#### GOAL OF THE EXERCISE:
Copy each entry below exactly.

#### DATA FOR PROCESSING:
<<<<

PR #2263, opened 2024-08-30
build: vendor llvm-objcopy

matklad:
We now depend on llvm-objcopy to make our multiversion binaries. Long term, we should probably upstream the capabilities we need to `zig objcopy` but for now "vendor" a specific copy of llvm-objcopy we use.

Vendoring is useful primarily because there isn't an easy way to install the tool in a cross-platform way! As we want to make multiversion a normal build, it is important that the build remains seemless and that the user doesn't have to manually install anything.

The solution is to upload specific versions of llvm-objectopy as a release on <https://github.com/tigerbeetle/dependencies> and use that.

Sadly, you have to trust me that the binaries I uploaded there are good, but the mac and windows versions are straight from LLVM upstream release, and the build of statically-linked linux version seems to be reproduciable.

Assuming the specific binaries are fine, any further risks are locked down by veryfying the checksum upon the download.

### DIFF
--- a/build.zig
+++ b/build.zig
@@ -471,6 +471,10 @@ fn build_tigerbeetle_executable_multiversion(b: *std.Build, options: struct {
     build_multiversion_exe.root_module.addOptions("vsr_options", options.vsr_options);
 
     const build_multiversion = b.addRunArtifact(build_multiversion_exe);
+    build_multiversion.addPrefixedFileArg(
+        "--llvm-objcopy=",
+        build_tigerbeetle_executable_get_objcopy(b),
+    );
     if (options.target.result.os.tag == .macos) {
         build_multiversion.addArg("--target=macos");
         inline for (.{ "x86_64", "aarch64" }, .{ "x86-64", "aarch64" }) |arch, flag| {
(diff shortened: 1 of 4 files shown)


build.zig
```diff
@@ -521,6 +538,41 @@ fn build_tigerbeetle_executable_multiversion(b: *std.Build, options: struct {
     return build_multiversion.addPrefixedOutputFileArg("--output=", basename);
 }
 
+// Downloads a pre-build llvm-objcopy from <https://github.com/tigerbeetle/dependencies>.
+fn build_tigerbeetle_executable_get_objcopy(b: *std.Build) std.Build.LazyPath {
+    const llvm_objcopy_artifact: struct { name: []const u8, checksum: u256 } =
```
cb22, line 543: Hm - x86_64 macos and aarch64 Linux?

build.zig
```diff
@@ -521,6 +538,41 @@ fn build_tigerbeetle_executable_multiversion(b: *std.Build, options: struct {
...
+        switch (b.graph.host.result.os.tag) {
+        .linux => .{
+            .name = "llvm-objcopy-x86_64-linux",
+            .checksum = 0x3e2fe8f359c63eb62069e322f9bc079b2876301510afb15f70d117b30a2eea36,
```
cb22, line 547: I did get a different checksum when building for Linux with your instructions [here](https://github.com/tigerbeetle/dependencies), but it seemed to be repeatable on my machine :thinking:.

Can you try build again, and see what checksum you get?

(mine was `925d140798f45f53878d47c8d2e9548893b71ac57edbe28f43c1ffa2aa0dc7d3  llvm-objcopy`)

build.zig
matklad: Intentionally not including those. You can build multiversion TigerBeetle _for_ these tripples, but you have to build _from_ one of our supported three host triples

matklad: (to clarify, won't be a huge problem to add those, but I'd rather do that lazily, once we need. There's a chance that we'll just rewrite-it-in-zig faster)

build.zig
matklad: Huh, 

```
λ sha256sum llvm-objcopy
3e2fe8f359c63eb62069e322f9bc079b2876301510afb15f70d117b30a2eea36  llvm-objcopy
```

Let me try re-building this after removing my local containers, maybe docker re-uses old ubuntu:latest?

matklad: Nope, still 3e2fe8f359c63eb62069e322f9bc079b2876301510afb15f70d117b30a2eea36

matklad: Trying this command to pin the image now:

```
λ docker run -it --name llvm_build ubuntu:noble-20240801 /bin/bash -c "
      apt-get update && apt-get install -y git cmake ninja-build clang
      git clone --depth 1 --branch release/18.x https://github.com/llvm/llvm-project.git
      mkdir llvm-project/build && cd llvm-project/build
      cmake -G Ninja -DLLVM_ENABLE_PROJECTS=clang -DCMAKE_BUILD_TYPE=Release -DLLVM_TARGETS_TO_BUILD=X86 -DLLVM_BUILD_STATIC=ON ../llvm
      ninja llvm-objcopy
  "

  docker cp llvm_build:/llvm-project/build/bin/llvm-objcopy .
  docker rm llvm_build
```

matklad: Huh, I get that hash with `ubuntu:noble-20240801` and with `ubuntu:noble-20240530`!

matklad: @cb22 tried this on a different laptop, and I still get 

```
λ sha256sum llvm-objcopy
3e2fe8f359c63eb62069e322f9bc079b2876301510afb15f70d117b30a2eea36  llvm-objcopy
```

cb22: It looks very likely it was my `ubuntu:latest` that was very out of date! Could have sworn I saw it pulling, though! Will confirm output from the pinned version in a second.

cb22: Woo

```
/tmp> sha256sum llvm-objcopy                                                      539.147s 15:59
3e2fe8f359c63eb62069e322f9bc079b2876301510afb15f70d117b30a2eea36  llvm-objcopy
```

cb22 (approved):

build.zig
matklad: Pinned the version upstream:

https://github.com/tigerbeetle/dependencies/commit/983da8decafdb1616dc3695490dcc6d5939d9eb2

>>>>

#### SOLUTION TO THIS EXERCISE:
PR #2263, opened 2024-08-30
build: vendor llvm-objcopy

matklad:
We now depend on llvm-objcopy to make our multiversion binaries. Long term, we should probably upstream the capabilities we need to `zig objcopy` but for now "vendor" a specific copy of llvm-objcopy we use.

Vendoring is useful primarily because there isn't an easy way to install the tool in a cross-platform way! As we want to make multiversion a normal build, it is important that the build remains seemless and that the user doesn't have to manually install anything.

The solution is to upload specific versions of llvm-objectopy as a release on <https://github.com/tigerbeetle/dependencies> and use that.

Sadly, you have to trust me that the binaries I uploaded there are good, but the mac and windows versions are straight from LLVM upstream release, and the build of statically-linked linux version seems to be reproduciable.

Assuming the specific binaries are fine, any further risks are locked down by veryfying the checksum upon the download.

### DIFF
--- a/build.zig
+++ b/build.zig
@@ -471,6 +471,10 @@ fn build_tigerbeetle_executable_multiversion(b: *std.Build, options: struct {
     build_multiversion_exe.root_module.addOptions("vsr_options", options.vsr_options);
 
     const build_multiversion = b.addRunArtifact(build_multiversion_exe);
+    build_multiversion.addPrefixedFileArg(
+        "--llvm-objcopy=",
+        build_tigerbeetle_executable_get_objcopy(b),
+    );
     if (options.target.result.os.tag == .macos) {
         build_multiversion.addArg("--target=macos");
         inline for (.{ "x86_64", "aarch64" }, .{ "x86-64", "aarch64" }) |arch, flag| {
(diff shortened: 1 of 4 files shown)


build.zig
```diff
@@ -521,6 +538,41 @@ fn build_tigerbeetle_executable_multiversion(b: *std.Build, options: struct {
     return build_multiversion.addPrefixedOutputFileArg("--output=", basename);
 }
 
+// Downloads a pre-build llvm-objcopy from <https://github.com/tigerbeetle/dependencies>.
+fn build_tigerbeetle_executable_get_objcopy(b: *std.Build) std.Build.LazyPath {
+    const llvm_objcopy_artifact: struct { name: []const u8, checksum: u256 } =
```
cb22, line 543: Hm - x86_64 macos and aarch64 Linux?

build.zig
```diff
@@ -521,6 +538,41 @@ fn build_tigerbeetle_executable_multiversion(b: *std.Build, options: struct {
...
+        switch (b.graph.host.result.os.tag) {
+        .linux => .{
+            .name = "llvm-objcopy-x86_64-linux",
+            .checksum = 0x3e2fe8f359c63eb62069e322f9bc079b2876301510afb15f70d117b30a2eea36,
```
cb22, line 547: I did get a different checksum when building for Linux with your instructions [here](https://github.com/tigerbeetle/dependencies), but it seemed to be repeatable on my machine :thinking:.

Can you try build again, and see what checksum you get?

(mine was `925d140798f45f53878d47c8d2e9548893b71ac57edbe28f43c1ffa2aa0dc7d3  llvm-objcopy`)

build.zig
matklad: Intentionally not including those. You can build multiversion TigerBeetle _for_ these tripples, but you have to build _from_ one of our supported three host triples

matklad: (to clarify, won't be a huge problem to add those, but I'd rather do that lazily, once we need. There's a chance that we'll just rewrite-it-in-zig faster)

build.zig
matklad: Huh, 

```
λ sha256sum llvm-objcopy
3e2fe8f359c63eb62069e322f9bc079b2876301510afb15f70d117b30a2eea36  llvm-objcopy
```

Let me try re-building this after removing my local containers, maybe docker re-uses old ubuntu:latest?

matklad: Nope, still 3e2fe8f359c63eb62069e322f9bc079b2876301510afb15f70d117b30a2eea36

matklad: Trying this command to pin the image now:

```
λ docker run -it --name llvm_build ubuntu:noble-20240801 /bin/bash -c "
      apt-get update && apt-get install -y git cmake ninja-build clang
      git clone --depth 1 --branch release/18.x https://github.com/llvm/llvm-project.git
      mkdir llvm-project/build && cd llvm-project/build
      cmake -G Ninja -DLLVM_ENABLE_PROJECTS=clang -DCMAKE_BUILD_TYPE=Release -DLLVM_TARGETS_TO_BUILD=X86 -DLLVM_BUILD_STATIC=ON ../llvm
      ninja llvm-objcopy
  "

  docker cp llvm_build:/llvm-project/build/bin/llvm-objcopy .
  docker rm llvm_build
```

matklad: Huh, I get that hash with `ubuntu:noble-20240801` and with `ubuntu:noble-20240530`!

matklad: @cb22 tried this on a different laptop, and I still get 

```
λ sha256sum llvm-objcopy
3e2fe8f359c63eb62069e322f9bc079b2876301510afb15f70d117b30a2eea36  llvm-objcopy
```

cb22: It looks very likely it was my `ubuntu:latest` that was very out of date! Could have sworn I saw it pulling, though! Will confirm output from the pinned version in a second.

cb22: Woo

```
/tmp> sha256sum llvm-objcopy                                                      539.147s 15:59
3e2fe8f359c63eb62069e322f9bc079b2876301510afb15f70d117b30a2eea36  llvm-objcopy
```

cb22 (approved):

build.zig
matklad: Pinned the version upstream:

https://github.com/tigerbeetle/dependencies/commit/983da8decafdb1616dc3695490dcc6d5939d9eb2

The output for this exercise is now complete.